#### [REQUIREMENT]
Look through the listing for the string "this" and copy out every line that holds it.

#### [GIVEN INFORMATION]
PR #2709, opened 2025-01-22
Updated the GlobalIndexUidAggregator to truncate timestamps on keys

ivakegg:
down to the beginning of the day before grouping values with the same key.

PR #2718, opened 2025-01-30
Demonstrate count converstion from Aggregator to RangeStream

FineAndDandy:
only needs to be applied to 7.10.x. https://github.com/NationalSecurityAgency/datawave/pull/2709 should cover all newer versions

### DIFF
--- a/warehouse/query-core/src/test/java/datawave/query/util/WiseGuysIngest.java
+++ b/warehouse/query-core/src/test/java/datawave/query/util/WiseGuysIngest.java
@@ -1055,7 +1055,7 @@ public class WiseGuysIngest {
      */
     private static Value getValueForNuthinAndYourHitsForFree() {
         Uid.List.Builder builder = Uid.List.newBuilder();
-        builder.setCOUNT(50); // better not be zero!!!!
+        builder.setCOUNT(0); // better not be zero!!!!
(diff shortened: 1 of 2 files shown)


apmoriarty (approved):

avgAGB (approved):

warehouse/query-core/src/test/java/datawave/query/util/WiseGuysIngest.java
```diff
@@ -1055,7 +1055,7 @@ private static Value getValueForBuilderFor(String... in) {
      */
     private static Value getValueForNuthinAndYourHitsForFree() {
         Uid.List.Builder builder = Uid.List.newBuilder();
-        builder.setCOUNT(50); // better not be zero!!!!
+        builder.setCOUNT(0); // better not be zero!!!!
```
ivakegg, line 1058: I was tempted to force you to fix this comment, but I already did that in the future versions ;)

ivakegg (approved):

warehouse/query-core/src/test/java/datawave/query/util/WiseGuysIngest.java
FineAndDandy: I was trying to keep the same commit hash!

PR #2726, opened 2025-02-04
SatisfactionVisitor now considers bounded ranges to be satisfiable

apmoriarty:


warehouse/query-core/src/main/java/datawave/query/jexl/visitors/SatisfactionVisitor.java
```diff
@@ -114,16 +114,32 @@ public Object visit(ASTEQNode node, Object data) {
...
+                case EVALUATION_ONLY:
+                    isQueryFullySatisfied = false;
+                    return null;
+                case EXCEEDED_TERM:
+                    log.warn("cannot support exceeded term marker");
+                    isQueryFullySatisfied = false;
+                    return null;
+                case STRICT:
+                case LENIENT:
+                case INDEX_HOLE:
```
ivakegg: index hole means cannot use global index, but it can use the field index.  I thing that one should set satisfied to false.

ivakegg: also please verify the strict and lenient.  Those had to do with model expansion, not index lookup capabilities.

ivakegg (changes requested):
see comments

ivakegg (approved):

avgAGB (approved):

PR #2729, opened 2025-02-05
Attempt to stop duplicate merge pipelines

alerman:


.github/workflows/tests.yml
```diff
@@ -17,10 +17,53 @@ env:
...
+            echo "SHOULD_RUN_FOR_MERGE_QUEUE=true" >> $GITHUB_OUTPUT
+          else
+            echo "SHOULD_RUN_FOR_MERGE_QUEUE=false" >> $GITHUB_OUTPUT
+          fi
   # Runs the pom sorter and code formatter to ensure that the code
   # is formatted and poms are sorted according to project rules. If changes are found,
   # they are committed back to the branch
   check-code-formatting:
+    needs: check-should-run
+    if: github.event_name != 'merge_group' || needs.check-should-run.outputs.SHOULD_RUN_FOR_MERGE_QUEUE == 'false'
```
foster33:
```suggestion
    if: github.event_name == 'merge_group' && needs.check-should-run.outputs.SHOULD_RUN_FOR_MERGE_QUEUE == 'true'
```
At the moment this logic seems to be doing the opposite of what we would want. It is skipping the tests when they shouldn't be. With the suggested change, I think it would run on pull requests and pushes to PRs & branches, just not when the condition `[ "$MERGE_BASE" != "$integration_HEAD" ] && [ "$QUEUE_SIZE" -le 1 ];` is met and the event is `merge_group`. If this assessment is correct, this will have to change for all of the jobs using the `needs: check-should-run`

alerman: Good catch. Originally i had done BRANCH_IS_UP_TO_DATE, but I changed it when I added checking for merge queue length. Applying your suggestion

ivakegg (dismissed):

foster33 (dismissed):

hlgp (approved):

foster33 (approved):

foster33 (commented):
After working on some things relating to skipping the "check-code-formatting" job when the event is merge_group, it seems as though these changes will not work. 

I suspect `if: needs.check-should-run.outputs.SHOULD_RUN == 'true'` will cause some issues because all jobs are required to run and cannot be skipped. As of right now the merge queue will kick the merge "due to no response for status checks".

foster33 (changes requested):
See comment above

alerman:
@foster33 These did work, but created a loophole that allowed things to merge sans pipeline if you clicked at the wrong time. Closing and may revisit other options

#### [WRITTEN ANSWER]
ivakegg, line 1058: I was tempted to force you to fix this comment, but I already did that in the future versions ;)
At the moment this logic seems to be doing the opposite of what we would want. It is skipping the tests when they shouldn't be. With the suggested change, I think it would run on pull requests and pushes to PRs & branches, just not when the condition `[ "$MERGE_BASE" != "$integration_HEAD" ] && [ "$QUEUE_SIZE" -le 1 ];` is met and the event is `merge_group`. If this assessment is correct, this will have to change for all of the jobs using the `needs: check-should-run`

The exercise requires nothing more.